Aukse's Pick: Let's Pretend This Never Happened: (A Mostly True Memoir) by Jenny Lawson. A mostly funny, irreverent memoir on the foibles of growing up weird. In blogger Lawson's debut book, "The Bloggess" (thebloggess.com) relies entirely on her life stories to drive an unconventional narrative. While marketed as nonfiction, it's a genre distinction the author employs loosely (a point made clear in the book's subtitle). On the opening page she defends the subtitle, explaining, "The reason this memoir is only mostly true instead of totally true is that I relish not getting sued." Yet Lawson also relishes exaggerative storytelling, spinning yarns of her childhood and early adulthood that seem so unbelievable they could hardly be made up. Check Our Catalog
Jessica's Pick: Faking It by Jennifer Crusie. A raunchy, romantic comedy about art forgery, thievery, and all manner of con-artistry that's as hard to resist as one of Davy Dempsey's cons. Davy comes from a long line of scam artists. He arrives in Columbus, Ohio, to steal back his own money from ex-girl friend Clea, a charmer whose wealthy husbands tend to die under suspicious circumstances. Davy's plan is to go straight once he has the money, but old habits die hard. Check Our Catalog
Lill's Pick: My Nest Isn't Empty, It Just Has More Closet Space by Lisa Scottoline. New York Times bestselling author Lisa Scottoline struck a chord with readers, book clubs, and critics with her smash-hit essay collection, Why My Third Husband Will Be a Dog. This time, Lisa teams up with Daughter Francesca to give their mother-daughter perspective on everything from blind dates to empty calories, as well as life with the feistiest octogenarian on the planet, Mother Mary, who won’t part with her thirty-year-old bra. Three generations of women, triple the laughs—-and the love. Check Our Catalog
Lyn's Pick: Virals by Kathy Reichs. Tory Brennan, niece of acclaimed forensic anthropologist Temperance Brennan (of the Bones novels and hit TV show), is the leader of a ragtag band of teenage "sci-philes" who live on a secluded island off the coast of South Carolina. When the group rescues a dog caged for medical testing on a nearby island, they are exposed to an experimental strain of canine parvovirus that changes their lives forever. As the friends discover their heightened senses and animal-quick reflexes, they must combine their scientific curiosity with their newfound physical gifts to solve a cold-case murder that has suddenly become very hot--if they can stay alive long enough to catch the killer's scent.

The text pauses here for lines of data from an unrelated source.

PR #160, opened 2020-10-02
Move keepalive_timeout assignment (fix panic)

Dirk007:
I use rumqttc in a context, where the `event_loop.poll()` is made inside another `tokio::select!` in a `loop` and where it is therefore possible that another future finishes this select first before a mqtt connection could be completely established (wrong credentials in my case). 

The next call to the `event_loop.poll()` seems to have the `self.network` being `Some()` and thus we have the following:
- the first `connect_or_cancel()` seem not to have returned
- `self.keepalive_timeout` is therefore still `None`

Fortunately, they are now more than friends--they're a pack. They are Virals. Check Our Catalog
Mary's Pick: The Lion's Paw by Robb White. Sister and brother, Penny and Nick, live in an orphanage on Florida's east coast. The siblings, afraid they will be adopted and separated, run away. They meet an older boy, Ben, whose mother died in childbirth and whose father is missing in action in the South Pacific. Ben lives with Uncle Pete, who wants to sell dad's beloved sailboat. No way, Uncle Pete! After dark Ben sails the boat away and takes along Penny and Nick. The orphanage wants Nick and Penny back. Uncle Pete wants to find his nephew and the sailboat and offers a reward for their return. All manner of strangers, dangerous and mean like the bad preacher in Night of the Hunter, go hunting for the feral children. They endure storms and mosquitoes, snakes and alligators. It's The African Queen set in Florida — for kids. Check Our Catalog
Michelle's Pick: Size 12 is Not Fat by Meg Cabot. Heather Wells used to be a teen pop sensation...until her label dropped her for gaining a few extra pounds. Now Heather's walked out on her famous ex, moved in with his brother (but will things stay platonic with Cooper forever?), and found a job in a freshman dorm at New York College...who knew it was nicknamed Death Dorm? Check Our Catalog
Nicole's Pick: Are You There, Vodka? It's Me, Chelsea by Chelsea Handler. In this hilarious, deliciously skewed collection, Chelsea mines her past for stories about her family, relationships, and career that are at once singular and ridiculous. Whether she's convincing her third-grade class that she has been tapped to play Goldie Hawn's daughter in the sequel to Private Benjamin, deciding to be more egalitarian by dating a redhead, or looking out for a foulmouthed, rum-swilling little person who looks just like her...only smaller, Chelsea has a knack for getting herself into the most outrageous situations. Check Our Catalog
Rita's Pick: The Tower, the Zoo, and the Tortoise by Julia Stuart. Set in the popular tourist attraction in present-day London, The Tower, the Zoo, and the Tortoise is an exquisite story of love, loss, and a one-hundred-eighty-one-year-old pet. Balthazar Jones has lived and worked in the Tower of London for the past eight years. Being a Beefeater is no easy job, and when Balthazar is tasked with setting up an elaborate menagerie of the many exotic animals gifted to the Queen, life at the Tower gets all the more interesting. Penguins escape, giraffes go missing, and the Komodo dragon sends innocent tourists running for their lives. Still, that chaos is nothing compared to what happens when his wife, Hebe, makes a surprise announcement. What’s a Beefeater to do? Check Our Catalog
Terri's Pick: The Mermaid Chair by Sue Monk Kidd. What inspires the yearning for a soul mate? Few writers have explored, as Kidd does, the lush, unknown region of the feminine soul where the thin line between the spiritual and the erotic exists. The Mermaid Chair is a vividly imagined novel about the passions of the spirit and the ecstasies of the body; one that illuminates a woman’s self-awakening with the brilliance and power that only a writer of Kidd’s ability could conjure. Check Our Catalog
Labels:
beach reading,
beach reads,
best books for the beach,
pleasure reading,
staff picks,
staff recommendations,
summer reading for adults,
vacation books
Friday, April 27, 2012
I Want to Read... Psychological Thrillers
Do you enjoy a good mystery or suspense story where the emphasis is on the personalities of the characters? Do you like a main character who relies on their own mental resources to outwit an enemy or overcome their own personal demons? Try these authors for your psychological thriller fix!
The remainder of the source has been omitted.